Multi-magnon bound states in the frustrated ferromagnetic 1D chain

TL;DR

This paper investigates a 1D frustrated ferromagnetic chain, revealing that bound multi-magnon states dominate excitations and can lead to exotic quantum liquids with nematic and triatic orderings.

Contribution

It provides a detailed analysis of multi-magnon bound states and their role in forming novel quantum phases in a frustrated 1D ferromagnetic system.

Findings

Bound multi-magnon states are always lowest excitations except in small parameter ranges.

Bose condensation of these bound states leads to Tomonaga-Luttinger liquids with multi-polar correlations.

Identification of nematic and triatic ordered liquids corresponding to n=2 and n=3 bound magnons.

Abstract

We study a one-dimensional Heisenberg chain with competing ferromagnetic nearest-neighbor and antiferromagnetic next-nearest neighbor interactions in magnetic field.
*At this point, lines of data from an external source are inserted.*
PR #6818, opened 2025-04-15
Fix regression in partial specialization of existential arguments

### LINKED ISSUE #6589: Regression found by SlangPy
There is a regression found by running SlangPy test, it reports error:
tensor.slang(331): error 41014: type 'GradInOutTensor' contains fields that cannot be packed into ordinary bytes for dynamic dispatch.

Binary search points to the PR: #6487.

[repro.txt](https://github.com/user-attachments/files/19214494/repro.txt)

Repro steps:

- Clone slangpy repo, or just download `https://github.com/shader-slang/slangpy/tree/main/slangpy/slang` this folder

- rename repro.txt to repro.slang (because I cannot upload *.slang file in GitHub), copy repro.slang to `slangpy/slang` folder
- run slangc on repro.slang to whatever target

kaizhangNV:
Close #6589.

In PR #6487, we support partial specialization. However there is a corner case we didn't handle correctly.

For the IR like this:

```
%val: specialize(...) = some inst;
%arg1: specialize(...) = makeExistential(%val, ...);
%arg2: %SomeConcreteType: load(...);
call func(%arg1, %arg2);
```

when we specialize the `call func` instruct, we will also specialize the function parameters.

On our existing logic, when we find an argument is a `makeExistential`, we will always extract the existential value, and use its type as the new parameter.

But in this case, %arg1 is not fully specialized yet, so it's type will still be a `specialize`. In this case, we will change the function's first parameter from an existential type to a `specialize`. This will result in that we lose the chance to specialize the first argument in the next iteration, because the first parameter of this function is not an existential type any more.

The reason behind this is that we should always keep specializing the arguments and parameters at the same time.

So this PR just does a check before specializing the parameters that if the argument cannot be fully specialized, we won't specialize the parameter this early. Instead, we will wait for the next iteration until the argument can be specialized.

### DIFF
--- a/source/slang/slang-ir-specialize.cpp
+++ b/source/slang/slang-ir-specialize.cpp
@@ -1789,11 +1789,12 @@ struct SpecializationContext
                 auto valType = val->getFullType();
                 if (!isCompileTimeConstantType(valType))
                 {
-                    // If the `argument` is not specialized yet, don't aggressively specialize the parameter.
+                    // If the `argument` is not specialized yet, don't aggressively specialize the
+                    // parameter.
                     //
-                    // If we specialize the parameter type too early, we will lose the opportunity to specialize the
-                    // callee later. The principal is to always let the specialization happen at the same time for both
-                    // on argument and parameter.
+                    // If we specialize the parameter type too early, we will lose the opportunity
+                    // to specialize the callee later. The principal is to always let the
+                    // specialization happen at the same time for both on argument and parameter.
                     continue;
                 }
                 else if (auto extractExistentialType = as<IRExtractExistentialType>(valType))
--- a/source/slang/slang-ir-specialize.cpp
+++ b/source/slang/slang-ir-specialize.cpp
@@ -1787,7 +1787,8 @@ struct SpecializationContext
                 // created.
                 //
                 auto valType = val->getFullType();
-                if (isCompileTimeConstantType(valType))
+                if (isCompileTimeConstantType(valType) &&
+                    isCompileTimeConstantType(oldParam->getFullType()))
                 {
                     if (auto extractExistentialType = as<IRExtractExistentialType>(valType))
                     {
@@ -1847,14 +1848,14 @@ struct SpecializationContext
             }
 
             // If we go here, then the parameter is either not an existential type,
-            // or the argument is not a specialized yet.
+            // or the argument/parameter is not specialized yet.
             //
             // For first case there is nothing interesting to do. The new function
             // will also have a parameter of the exact same type, and we'll use that
             // instead of the original parameter.
             //
             //
-            // For the second case if the argument is not specialized yet, don't
+            // For the second case if the argument/parameter is not specialized yet, don't
             // aggressively specialize the parameter.
             //
             // If we specialize the parameter type too early, we will lose the opportunity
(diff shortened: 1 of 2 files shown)


kaizhangNV:
I'm still working on creating a minimal shader test. Since this issue is only observed on one slangpy test, and crafting that test shader is hard. But it does pass that test on my local. So it shouldn't be a blocker for the review.

source/slang/slang-ir-specialize.cpp
```diff
@@ -1787,7 +1787,25 @@ struct SpecializationContext
...
+                    // Note we should not use `createParam` here, because this call won't assign the
+                    // parent to the new parameter, therefore during the cloning process, some
+                    // existential related IR inst could be hoisted to the global scope, which is
+                    // unexpected. Instead, we should use cloneInst here, such that the new
+                    // parameter will be inserted into the function scope.
+                    auto newParam = (IRParam*)cloneInst(&cloneEnv, builder, oldParam);
+                    newParams.add(newParam);
+                    continue;
+                }
+                else if (auto extractExistentialType = as<IRExtractExistentialType>(valType))
```
csyonghe, line 1808: This branch will never hit with the new if branch? Because is `valType` is a compiletime constant type, then it cannot be a extract existential type.

source/slang/slang-ir-specialize.cpp
```diff
@@ -1787,7 +1787,25 @@ struct SpecializationContext
                 // created.
                 //
                 auto valType = val->getFullType();
-                if (auto extractExistentialType = as<IRExtractExistentialType>(valType))
+                if (!isCompileTimeConstantType(valType))
```
csyonghe, line 1790: I wonder if we should make the fix more general, by just calling `createParam` here, but add another version of `cloneInstDecorationsAndChildren` that takes a list of parameters, and insert that list of parameters in the first block, before cloning any remaining insts.

Because we still have other branches in thie function that are making calls to `createParam` that theoretically can have the same hoisting problem.

source/slang/slang-ir-specialize.cpp
```diff
@@ -1787,32 +1787,38 @@ struct SpecializationContext
                 // created.
                 //
                 auto valType = val->getFullType();
-                if (auto extractExistentialType = as<IRExtractExistentialType>(valType))
+                if (isCompileTimeConstantType(valType) &&
+                    isCompileTimeConstantType(oldParam->getFullType()))
```
csyonghe, line 1791: why do we need to check oldParam->getFullType() as well?

csyonghe (approved):
Looks good.

source/slang/slang-ir-specialize.cpp
kaizhangNV: This is another case similar to the description, but kind of "inverse"

```
%val: concrete_type(...) = some inst;
%arg1: specialize(...) = makeExistential(%val, ...);
%arg2: %SomeConcreteType: load(...);
call func(%arg1, %arg2);

%func: (void, %concrete_type, %specialize)
```

in this case, we won't specialize the call site because the parameter 2 is not an existential type yet. But based on currently logic, we will specialize parameter 2 in `createExistentialSpecializedFunc`, because `%arg1` has a concrete wrapped value (`%val`). But if we do that, the call site will also lose the chance to be specialized because all the parameters of `%func` are not existential type anymore.

The principle in this change is to always make argument and parameter to the concrete type at the same time.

Starting from the fully polarized high-field state, we calculate the dispersions of the lowest-lying $n$-magnon excitations and the saturation field (n=2,3,4). We show that the lowest-lying excitations are always bound multi-magnon states with a total momentum of $\pi$ except for a small parameter range. We argue that bose condensation of the bound $n$ magnons leads to novel Tomonaga-Luttinger liquids with multi-polar correlations; nematic and triatic ordered liquids correspond to n=2 and n=3.